*Brief*
The expected result is every entry, retyped character for character.

========

PR #1563, opened 2022-09-15
support multiple parameters in url

### LINKED ISSUE #1413: support multiple paramters in x-ms-parameterized-host
Curently if we set the x-ms-parameterized-host as 
```
  "x-ms-parameterized-host": {
    "hostTemplate": "{Endpoint}/atlas/{serviceVersion}",
    "useSchemePrefix": false,
    "parameters": [
      {
        "$ref": "#/parameters/Endpoint"
      },
      {
        "$ref": "#/parameters/serviceVersion"
      }
    ]
  },
```
and generated client constructor factory function look like this 
```
  Endpoint: string,
  credentials: TokenCredential,
  options: ClientOptions = {}
): PurviewCatalogClient {
  const baseUrl =
    options.baseUrl ?? `${Endpoint}/atlas/{serviceVersion}/catalog/api`;
  options.apiVersion = options.apiVersion ?? "2022-03-01-preview";
  options = {
    ...options,
    credentials: {
      scopes: ["https://purview.azure.net/.default"]
    }
  };
 ...
}
```

This would be a problem once #1399 is enabled.

qiaozha:
fix #1413

### DIFF
--- a/packages/autorest.typescript/test/rlcIntegration/generated/bodyComplexRest/src/bodyComplexRestClient.ts
+++ b/packages/autorest.typescript/test/rlcIntegration/generated/bodyComplexRest/src/bodyComplexRestClient.ts
@@ -7,9 +7,8 @@ import { BodyComplexRestClient } from "./clientDefinitions";
 export default function createClient(
   options: ClientOptions = {}
 ): BodyComplexRestClient {
-  const baseUrl = options.baseUrl ?? "http://localhost:3000";
+  const baseUrl = options.baseUrl ?? `http://localhost:3000`;
   options.apiVersion = options.apiVersion ?? "2016-02-29";
-
   const userAgentInfo = `azsdk-js-body-complex-rest/1.0.0-preview1`;
   const userAgentPrefix =
     options.userAgentOptions && options.userAgentOptions.userAgentPrefix
--- a/packages/autorest.typescript/test/rlcIntegration/generated/bodyComplexRest/src/bodyComplexRestClient.ts
+++ b/packages/autorest.typescript/test/rlcIntegration/generated/bodyComplexRest/src/bodyComplexRestClient.ts
@@ -4,6 +4,10 @@
 import { getClient, ClientOptions } from "@azure-rest/core-client";
 import { BodyComplexRestClient } from "./clientDefinitions";
 
+/**
+ * Initialize a new instance of the class BodyComplexRestClient class.
+ *
+ */
 export default function createClient(
   options: ClientOptions = {}
 ): BodyComplexRestClient {
--- a/packages/cadl-rlc-emitter/test/unit/generate/clientFactory.spec.ts
+++ b/packages/cadl-rlc-emitter/test/unit/generate/clientFactory.spec.ts
@@ -1,0 +1,145 @@
+import { assert } from "chai";
+import { emitClientFactoryFromCadl } from "../emitUtil.js";
+import { assertEqualContent } from "../testUtil.js";
+
+describe("Client Factory generation testing", () => {
+  describe("handling url parameters", () => {
+    it("should handle zero parameter", async () => {
+      const models = await emitClientFactoryFromCadl(`
+      @server(
+        "localhost",
+        "Language Service"
+      )
+      @serviceTitle("PetStoreClient")
+      namespace PetStore;
+      `);
+      assert.ok(models);
+      assertEqualContent(
+        models!.content,
+        `
+        import { getClient, ClientOptions } from "@azure-rest/core-client";
+        import { testClient } from "./clientDefinitions";
+        
+        export default function createClient(options: ClientOptions = {}): testClient {
+        const baseUrl = options.baseUrl ?? \`localhost\`;
+        
+        const userAgentInfo = \`azsdk-js--rest/1.0.0-beta.1\`;
+        const userAgentPrefix =
+            options.userAgentOptions && options.userAgentOptions.userAgentPrefix
+            ? \`\${options.userAgentOptions.userAgentPrefix} \${userAgentInfo}\`
+            : \`\${userAgentInfo}\`;
+        options = {
+            ...options,
+            userAgentOptions: {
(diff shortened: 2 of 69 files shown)


packages/cadl-rlc-emitter/test/unit/generate/clientFactory.spec.ts
```diff
@@ -0,0 +1,145 @@
...
+      );
+    });
+
+    it("should handle two parameters", async () => {
+        const models = await emitClientFactoryFromCadl(`
+            @server(
+              "{Endpoint}/language/{Version}",
+              "Language Service",
+              {
+                Endpoint: Endpoint,
```
MaryGao, line 97: Do you know if we could set the parameter as optional?

packages/autorest.typescript/test/rlcIntegration/generated/bodyComplexRest/src/bodyComplexRestClient.ts
```diff
@@ -7,9 +7,8 @@ import { BodyComplexRestClient } from "./clientDefinitions";
 export default function createClient(
   options: ClientOptions = {}
 ): BodyComplexRestClient {
-  const baseUrl = options.baseUrl ?? "http://localhost:3000";
```
MaryGao, line 10: Do we have any test case for this in swagger repo?

packages/cadl-rlc-emitter/test/unit/generate/clientFactory.spec.ts
```diff
@@ -0,0 +1,145 @@
...
+            }
+            `);
+        assert.ok(models);
+        assertEqualContent(
+          models!.content,
+          `
+            import { getClient, ClientOptions } from "@azure-rest/core-client";
+            import { testClient } from "./clientDefinitions";
+            
+            export default function createClient(
```
MaryGao, line 118: One suggestion: maybe we could add document for the factory method and include relevant doc

MaryGao (approved):
Left small comments! 
@joheredi Could you take a look also?

packages/autorest.typescript/test/rlcIntegration/generated/bodyComplexRest/src/bodyComplexRestClient.ts
qiaozha: ut no, other integration test or smoke test yes.

MaryGao: I didn't find any `createClient` signature changes for multiple parameter cases

packages/rlc-codegen/src/interfaces.ts
```diff
@@ -11,8 +11,13 @@ export interface RLCModel {
   responses?: OperationResponse[];
   importSet?: Map<ImportKind, Set<string>>;
   pageInfo?: PageInfo;
+  uriInfo?: UriInfo
 }
 
+export interface UriInfo {
```
joheredi, line 17: if possible I would recommend not to use Uri but use Url instead

packages/cadl-rlc-emitter/test/unit/generate/clientFactory.spec.ts
```diff
@@ -0,0 +1,145 @@
...
+              Endpoint: string,
```
joheredi, line 119: is there any way we can camel case these parameters?

packages/cadl-rlc-emitter/test/unit/generate/clientFactory.spec.ts
joheredi: Not sure I understand the question. The path parameters that @qiaozha is working on in this PR are different in that these are part of the "host", not the operation resource. These are shared across all requests, however, the operation path parameters are specific to each operation. Hope this answers your question

joheredi (approved):
Looks good, left a few minor comments. It would be great to have a smoke test that covers these changes.

packages/cadl-rlc-emitter/test/unit/generate/clientFactory.spec.ts
MaryGao: Yes, thanks for your explanations!

packages/rlc-codegen/src/interfaces.ts
qiaozha: updated.

packages/cadl-rlc-emitter/test/unit/generate/clientFactory.spec.ts
qiaozha: we should not normalize the parameter as they should be exactly the same as the serializedName.

packages/cadl-rlc-emitter/test/unit/generate/clientFactory.spec.ts
qiaozha: updated..

packages/autorest.typescript/test/rlcIntegration/generated/bodyComplexRest/src/bodyComplexRestClient.ts
qiaozha: I thought you were asking whether we have test for single url parameter in case of any regression error. 
add the integration test for multiple url parameters here https://github.com/Azure/autorest.typescript/pull/1563/files#diff-87bf906cad32684f3972ea059bae2326eab6bc4eeb2a1de7aa149e5789450dea

qiaozha:
> Looks good, left a few minor comments. It would be great to have a smoke test that covers these changes.

Added the integration test here https://github.com/Azure/autorest.typescript/pull/1563/files#diff-87bf906cad32684f3972ea059bae2326eab6bc4eeb2a1de7aa149e5789450dea, I just take a few path from purview catalog and change their swagger definition a little bit to show our scenario as I can't find there's current valid case of multiple url parameters.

========

*Exercise result*
PR #1563, opened 2022-09-15
support multiple parameters in url

### LINKED ISSUE #1413: support multiple paramters in x-ms-parameterized-host
Curently if we set the x-ms-parameterized-host as 
```
  "x-ms-parameterized-host": {
    "hostTemplate": "{Endpoint}/atlas/{serviceVersion}",
    "useSchemePrefix": false,
    "parameters": [
      {
        "$ref": "#/parameters/Endpoint"
      },
      {
        "$ref": "#/parameters/serviceVersion"
      }
    ]
  },
```
and generated client constructor factory function look like this 
```
  Endpoint: string,
  credentials: TokenCredential,
  options: ClientOptions = {}
): PurviewCatalogClient {
  const baseUrl =
    options.baseUrl ?? `${Endpoint}/atlas/{serviceVersion}/catalog/api`;
  options.apiVersion = options.apiVersion ?? "2022-03-01-preview";
  options = {
    ...options,
    credentials: {
      scopes: ["https://purview.azure.net/.default"]
    }
  };
 ...
}
```

This would be a problem once #1399 is enabled.

qiaozha:
fix #1413

### DIFF
--- a/packages/autorest.typescript/test/rlcIntegration/generated/bodyComplexRest/src/bodyComplexRestClient.ts
+++ b/packages/autorest.typescript/test/rlcIntegration/generated/bodyComplexRest/src/bodyComplexRestClient.ts
@@ -7,9 +7,8 @@ import { BodyComplexRestClient } from "./clientDefinitions";
 export default function createClient(
   options: ClientOptions = {}
 ): BodyComplexRestClient {
-  const baseUrl = options.baseUrl ?? "http://localhost:3000";
+  const baseUrl = options.baseUrl ?? `http://localhost:3000`;
   options.apiVersion = options.apiVersion ?? "2016-02-29";
-
   const userAgentInfo = `azsdk-js-body-complex-rest/1.0.0-preview1`;
   const userAgentPrefix =
     options.userAgentOptions && options.userAgentOptions.userAgentPrefix
--- a/packages/autorest.typescript/test/rlcIntegration/generated/bodyComplexRest/src/bodyComplexRestClient.ts
+++ b/packages/autorest.typescript/test/rlcIntegration/generated/bodyComplexRest/src/bodyComplexRestClient.ts
@@ -4,6 +4,10 @@
 import { getClient, ClientOptions } from "@azure-rest/core-client";
 import { BodyComplexRestClient } from "./clientDefinitions";
 
+/**
+ * Initialize a new instance of the class BodyComplexRestClient class.
+ *
+ */
 export default function createClient(
   options: ClientOptions = {}
 ): BodyComplexRestClient {
--- a/packages/cadl-rlc-emitter/test/unit/generate/clientFactory.spec.ts
+++ b/packages/cadl-rlc-emitter/test/unit/generate/clientFactory.spec.ts
@@ -1,0 +1,145 @@
+import { assert } from "chai";
+import { emitClientFactoryFromCadl } from "../emitUtil.js";
+import { assertEqualContent } from "../testUtil.js";
+
+describe("Client Factory generation testing", () => {
+  describe("handling url parameters", () => {
+    it("should handle zero parameter", async () => {
+      const models = await emitClientFactoryFromCadl(`
+      @server(
+        "localhost",
+        "Language Service"
+      )
+      @serviceTitle("PetStoreClient")
+      namespace PetStore;
+      `);
+      assert.ok(models);
+      assertEqualContent(
+        models!.content,
+        `
+        import { getClient, ClientOptions } from "@azure-rest/core-client";
+        import { testClient } from "./clientDefinitions";
+        
+        export default function createClient(options: ClientOptions = {}): testClient {
+        const baseUrl = options.baseUrl ?? \`localhost\`;
+        
+        const userAgentInfo = \`azsdk-js--rest/1.0.0-beta.1\`;
+        const userAgentPrefix =
+            options.userAgentOptions && options.userAgentOptions.userAgentPrefix
+            ? \`\${options.userAgentOptions.userAgentPrefix} \${userAgentInfo}\`
+            : \`\${userAgentInfo}\`;
+        options = {
+            ...options,
+            userAgentOptions: {
(diff shortened: 2 of 69 files shown)


packages/cadl-rlc-emitter/test/unit/generate/clientFactory.spec.ts
```diff
@@ -0,0 +1,145 @@
...
+      );
+    });
+
+    it("should handle two parameters", async () => {
+        const models = await emitClientFactoryFromCadl(`
+            @server(
+              "{Endpoint}/language/{Version}",
+              "Language Service",
+              {
+                Endpoint: Endpoint,
```
MaryGao, line 97: Do you know if we could set the parameter as optional?

packages/autorest.typescript/test/rlcIntegration/generated/bodyComplexRest/src/bodyComplexRestClient.ts
```diff
@@ -7,9 +7,8 @@ import { BodyComplexRestClient } from "./clientDefinitions";
 export default function createClient(
   options: ClientOptions = {}
 ): BodyComplexRestClient {
-  const baseUrl = options.baseUrl ?? "http://localhost:3000";
```
MaryGao, line 10: Do we have any test case for this in swagger repo?

packages/cadl-rlc-emitter/test/unit/generate/clientFactory.spec.ts
```diff
@@ -0,0 +1,145 @@
...
+            }
+            `);
+        assert.ok(models);
+        assertEqualContent(
+          models!.content,
+          `
+            import { getClient, ClientOptions } from "@azure-rest/core-client";
+            import { testClient } from "./clientDefinitions";
+            
+            export default function createClient(
```
MaryGao, line 118: One suggestion: maybe we could add document for the factory method and include relevant doc

MaryGao (approved):
Left small comments! 
@joheredi Could you take a look also?

packages/autorest.typescript/test/rlcIntegration/generated/bodyComplexRest/src/bodyComplexRestClient.ts
qiaozha: ut no, other integration test or smoke test yes.

MaryGao: I didn't find any `createClient` signature changes for multiple parameter cases

packages/rlc-codegen/src/interfaces.ts
```diff
@@ -11,8 +11,13 @@ export interface RLCModel {
   responses?: OperationResponse[];
   importSet?: Map<ImportKind, Set<string>>;
   pageInfo?: PageInfo;
+  uriInfo?: UriInfo
 }
 
+export interface UriInfo {
```
joheredi, line 17: if possible I would recommend not to use Uri but use Url instead

packages/cadl-rlc-emitter/test/unit/generate/clientFactory.spec.ts
```diff
@@ -0,0 +1,145 @@
...
+              Endpoint: string,
```
joheredi, line 119: is there any way we can camel case these parameters?

packages/cadl-rlc-emitter/test/unit/generate/clientFactory.spec.ts
joheredi: Not sure I understand the question. The path parameters that @qiaozha is working on in this PR are different in that these are part of the "host", not the operation resource. These are shared across all requests, however, the operation path parameters are specific to each operation. Hope this answers your question

joheredi (approved):
Looks good, left a few minor comments. It would be great to have a smoke test that covers these changes.

packages/cadl-rlc-emitter/test/unit/generate/clientFactory.spec.ts
MaryGao: Yes, thanks for your explanations!

packages/rlc-codegen/src/interfaces.ts
qiaozha: updated.

packages/cadl-rlc-emitter/test/unit/generate/clientFactory.spec.ts
qiaozha: we should not normalize the parameter as they should be exactly the same as the serializedName.

packages/cadl-rlc-emitter/test/unit/generate/clientFactory.spec.ts
qiaozha: updated..

packages/autorest.typescript/test/rlcIntegration/generated/bodyComplexRest/src/bodyComplexRestClient.ts
qiaozha: I thought you were asking whether we have test for single url parameter in case of any regression error. 
add the integration test for multiple url parameters here https://github.com/Azure/autorest.typescript/pull/1563/files#diff-87bf906cad32684f3972ea059bae2326eab6bc4eeb2a1de7aa149e5789450dea

qiaozha:
> Looks good, left a few minor comments. It would be great to have a smoke test that covers these changes.

Added the integration test here https://github.com/Azure/autorest.typescript/pull/1563/files#diff-87bf906cad32684f3972ea059bae2326eab6bc4eeb2a1de7aa149e5789450dea, I just take a few path from purview catalog and change their swagger definition a little bit to show our scenario as I can't find there's current valid case of multiple url parameters.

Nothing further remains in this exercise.